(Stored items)
# # # # # # #

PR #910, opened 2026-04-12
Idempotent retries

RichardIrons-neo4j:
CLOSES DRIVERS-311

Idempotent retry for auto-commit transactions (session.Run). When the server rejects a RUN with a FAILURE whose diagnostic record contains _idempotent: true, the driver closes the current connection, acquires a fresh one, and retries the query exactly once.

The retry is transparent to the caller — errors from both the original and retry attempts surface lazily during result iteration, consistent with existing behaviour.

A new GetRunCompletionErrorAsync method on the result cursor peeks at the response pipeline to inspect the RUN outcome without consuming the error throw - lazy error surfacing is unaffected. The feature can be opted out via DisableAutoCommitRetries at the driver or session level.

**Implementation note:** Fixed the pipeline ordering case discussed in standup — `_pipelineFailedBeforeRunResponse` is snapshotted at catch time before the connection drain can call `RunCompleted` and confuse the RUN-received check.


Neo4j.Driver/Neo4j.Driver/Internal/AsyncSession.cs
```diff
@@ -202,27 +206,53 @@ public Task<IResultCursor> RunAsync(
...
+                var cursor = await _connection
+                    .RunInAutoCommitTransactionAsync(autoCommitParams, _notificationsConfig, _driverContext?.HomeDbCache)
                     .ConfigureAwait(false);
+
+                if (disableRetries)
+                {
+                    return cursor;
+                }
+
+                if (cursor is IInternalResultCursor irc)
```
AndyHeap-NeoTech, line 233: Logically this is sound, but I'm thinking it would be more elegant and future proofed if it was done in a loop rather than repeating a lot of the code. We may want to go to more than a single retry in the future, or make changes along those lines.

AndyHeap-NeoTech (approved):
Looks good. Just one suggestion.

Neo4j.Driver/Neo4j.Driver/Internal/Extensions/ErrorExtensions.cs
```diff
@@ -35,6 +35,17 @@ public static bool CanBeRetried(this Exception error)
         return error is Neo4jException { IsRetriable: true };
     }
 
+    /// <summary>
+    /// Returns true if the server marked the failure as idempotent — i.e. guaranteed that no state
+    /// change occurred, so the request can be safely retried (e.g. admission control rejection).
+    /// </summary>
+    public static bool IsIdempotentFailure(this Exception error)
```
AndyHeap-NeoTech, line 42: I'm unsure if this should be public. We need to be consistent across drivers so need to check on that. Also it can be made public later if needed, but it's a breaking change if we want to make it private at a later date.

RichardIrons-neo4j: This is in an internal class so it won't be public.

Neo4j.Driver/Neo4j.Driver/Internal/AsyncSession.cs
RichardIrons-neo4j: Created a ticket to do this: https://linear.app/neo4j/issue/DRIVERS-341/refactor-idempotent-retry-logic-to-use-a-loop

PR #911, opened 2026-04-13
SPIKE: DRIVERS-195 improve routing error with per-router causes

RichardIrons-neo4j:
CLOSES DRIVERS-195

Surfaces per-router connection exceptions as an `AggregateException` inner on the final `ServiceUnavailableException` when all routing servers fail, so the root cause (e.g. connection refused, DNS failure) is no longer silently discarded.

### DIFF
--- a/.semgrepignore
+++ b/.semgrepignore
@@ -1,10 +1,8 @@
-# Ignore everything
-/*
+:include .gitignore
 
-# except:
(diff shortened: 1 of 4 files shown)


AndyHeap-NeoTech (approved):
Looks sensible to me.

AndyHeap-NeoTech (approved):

# # # # # # #

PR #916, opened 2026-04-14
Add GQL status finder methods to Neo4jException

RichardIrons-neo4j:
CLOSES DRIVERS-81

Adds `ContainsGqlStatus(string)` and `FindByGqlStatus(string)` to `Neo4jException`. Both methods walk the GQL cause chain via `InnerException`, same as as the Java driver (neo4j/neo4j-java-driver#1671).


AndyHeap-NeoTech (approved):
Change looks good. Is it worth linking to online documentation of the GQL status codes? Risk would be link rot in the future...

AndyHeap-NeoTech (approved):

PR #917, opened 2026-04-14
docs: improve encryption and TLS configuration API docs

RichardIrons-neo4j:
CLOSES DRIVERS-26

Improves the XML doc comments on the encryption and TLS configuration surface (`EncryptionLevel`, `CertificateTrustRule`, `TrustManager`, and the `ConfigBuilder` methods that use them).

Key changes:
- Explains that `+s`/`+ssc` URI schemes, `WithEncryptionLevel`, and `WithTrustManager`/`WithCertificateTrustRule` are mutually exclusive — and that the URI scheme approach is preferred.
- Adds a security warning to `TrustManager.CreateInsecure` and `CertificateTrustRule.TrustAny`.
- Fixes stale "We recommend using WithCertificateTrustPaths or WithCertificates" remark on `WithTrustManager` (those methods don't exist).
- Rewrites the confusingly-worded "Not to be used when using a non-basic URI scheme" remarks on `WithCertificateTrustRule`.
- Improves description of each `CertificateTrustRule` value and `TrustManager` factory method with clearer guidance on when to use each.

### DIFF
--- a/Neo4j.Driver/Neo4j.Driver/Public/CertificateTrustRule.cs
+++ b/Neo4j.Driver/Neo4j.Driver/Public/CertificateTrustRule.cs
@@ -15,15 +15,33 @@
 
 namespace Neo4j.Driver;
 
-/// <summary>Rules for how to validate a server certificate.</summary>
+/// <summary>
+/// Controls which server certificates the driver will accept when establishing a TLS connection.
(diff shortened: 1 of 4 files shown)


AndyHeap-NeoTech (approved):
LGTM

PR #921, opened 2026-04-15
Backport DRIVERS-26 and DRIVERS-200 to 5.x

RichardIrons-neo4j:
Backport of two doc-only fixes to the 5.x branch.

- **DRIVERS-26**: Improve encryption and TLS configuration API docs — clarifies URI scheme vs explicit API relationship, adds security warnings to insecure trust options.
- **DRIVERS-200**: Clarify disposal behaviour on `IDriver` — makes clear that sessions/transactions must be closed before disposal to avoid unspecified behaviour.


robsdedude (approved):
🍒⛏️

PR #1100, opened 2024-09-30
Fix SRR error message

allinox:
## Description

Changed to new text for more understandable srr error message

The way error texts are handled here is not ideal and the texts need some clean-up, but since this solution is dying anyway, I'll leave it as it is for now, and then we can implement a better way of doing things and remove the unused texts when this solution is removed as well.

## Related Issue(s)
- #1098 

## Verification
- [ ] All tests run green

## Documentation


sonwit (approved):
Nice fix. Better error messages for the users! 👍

# # # # # # #

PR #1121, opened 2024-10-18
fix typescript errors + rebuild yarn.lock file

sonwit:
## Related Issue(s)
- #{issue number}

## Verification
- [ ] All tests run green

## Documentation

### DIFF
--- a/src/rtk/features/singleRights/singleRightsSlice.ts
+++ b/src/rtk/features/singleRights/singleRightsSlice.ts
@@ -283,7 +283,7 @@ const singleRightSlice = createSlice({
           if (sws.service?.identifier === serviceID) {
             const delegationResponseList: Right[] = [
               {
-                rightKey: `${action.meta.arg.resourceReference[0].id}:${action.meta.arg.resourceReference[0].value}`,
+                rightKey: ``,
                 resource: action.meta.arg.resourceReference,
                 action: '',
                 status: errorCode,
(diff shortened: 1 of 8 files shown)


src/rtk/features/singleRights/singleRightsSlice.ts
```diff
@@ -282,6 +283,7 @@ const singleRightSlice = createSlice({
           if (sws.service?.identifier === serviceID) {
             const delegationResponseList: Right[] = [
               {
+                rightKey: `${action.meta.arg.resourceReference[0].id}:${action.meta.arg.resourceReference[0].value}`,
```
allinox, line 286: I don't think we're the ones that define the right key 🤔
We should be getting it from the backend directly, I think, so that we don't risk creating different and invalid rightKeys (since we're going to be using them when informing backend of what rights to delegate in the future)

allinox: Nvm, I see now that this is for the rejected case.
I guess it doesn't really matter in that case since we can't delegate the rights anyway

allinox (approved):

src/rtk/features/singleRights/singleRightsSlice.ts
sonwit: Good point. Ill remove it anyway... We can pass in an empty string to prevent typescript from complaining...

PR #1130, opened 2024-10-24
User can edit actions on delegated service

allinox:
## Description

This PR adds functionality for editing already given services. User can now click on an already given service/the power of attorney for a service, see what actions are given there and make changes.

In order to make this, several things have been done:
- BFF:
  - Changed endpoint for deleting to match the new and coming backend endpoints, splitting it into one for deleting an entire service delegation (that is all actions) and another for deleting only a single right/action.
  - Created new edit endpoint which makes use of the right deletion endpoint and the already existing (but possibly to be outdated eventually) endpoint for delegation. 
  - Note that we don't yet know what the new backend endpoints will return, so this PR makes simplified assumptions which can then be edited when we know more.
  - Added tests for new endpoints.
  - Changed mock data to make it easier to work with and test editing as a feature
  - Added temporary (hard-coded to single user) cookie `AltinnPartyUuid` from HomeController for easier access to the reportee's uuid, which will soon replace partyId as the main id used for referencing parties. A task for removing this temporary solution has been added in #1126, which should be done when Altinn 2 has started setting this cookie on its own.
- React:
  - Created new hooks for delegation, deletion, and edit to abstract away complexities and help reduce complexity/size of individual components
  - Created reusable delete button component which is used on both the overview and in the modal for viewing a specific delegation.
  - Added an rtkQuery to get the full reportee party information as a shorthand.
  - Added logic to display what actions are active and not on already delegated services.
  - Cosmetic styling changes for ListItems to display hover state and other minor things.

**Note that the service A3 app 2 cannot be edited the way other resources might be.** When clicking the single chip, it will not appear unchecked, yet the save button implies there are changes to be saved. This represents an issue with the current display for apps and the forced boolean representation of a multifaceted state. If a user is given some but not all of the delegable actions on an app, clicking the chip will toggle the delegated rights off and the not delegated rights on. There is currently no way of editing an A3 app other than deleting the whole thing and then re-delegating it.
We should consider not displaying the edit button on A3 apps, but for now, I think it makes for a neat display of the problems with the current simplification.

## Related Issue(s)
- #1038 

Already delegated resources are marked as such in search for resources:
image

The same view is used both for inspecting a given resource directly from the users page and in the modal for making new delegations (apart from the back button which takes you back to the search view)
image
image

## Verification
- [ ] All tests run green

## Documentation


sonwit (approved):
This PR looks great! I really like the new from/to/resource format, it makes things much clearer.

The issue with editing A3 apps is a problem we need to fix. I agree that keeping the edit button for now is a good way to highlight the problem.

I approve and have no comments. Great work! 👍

# # # # # # #

**WHAT NEEDS TO BE DONE:** Please copy, exactly and with nothing else, the lines above beginning at the line that has "PR #910, opened 2026-04-12" and ending with the line that has "A new GetRunCompletionErrorAsync".

**SOLUTION FOR THIS EXERCISE:**
PR #910, opened 2026-04-12
Idempotent retries

RichardIrons-neo4j:
CLOSES DRIVERS-311

Idempotent retry for auto-commit transactions (session.Run). When the server rejects a RUN with a FAILURE whose diagnostic record contains _idempotent: true, the driver closes the current connection, acquires a fresh one, and retries the query exactly once.

The retry is transparent to the caller — errors from both the original and retry attempts surface lazily during result iteration, consistent with existing behaviour.

A new GetRunCompletionErrorAsync method on the result cursor peeks at the response pipeline to inspect the RUN outcome without consuming the error throw - lazy error surfacing is unaffected. The feature can be opted out via DisableAutoCommitRetries at the driver or session level.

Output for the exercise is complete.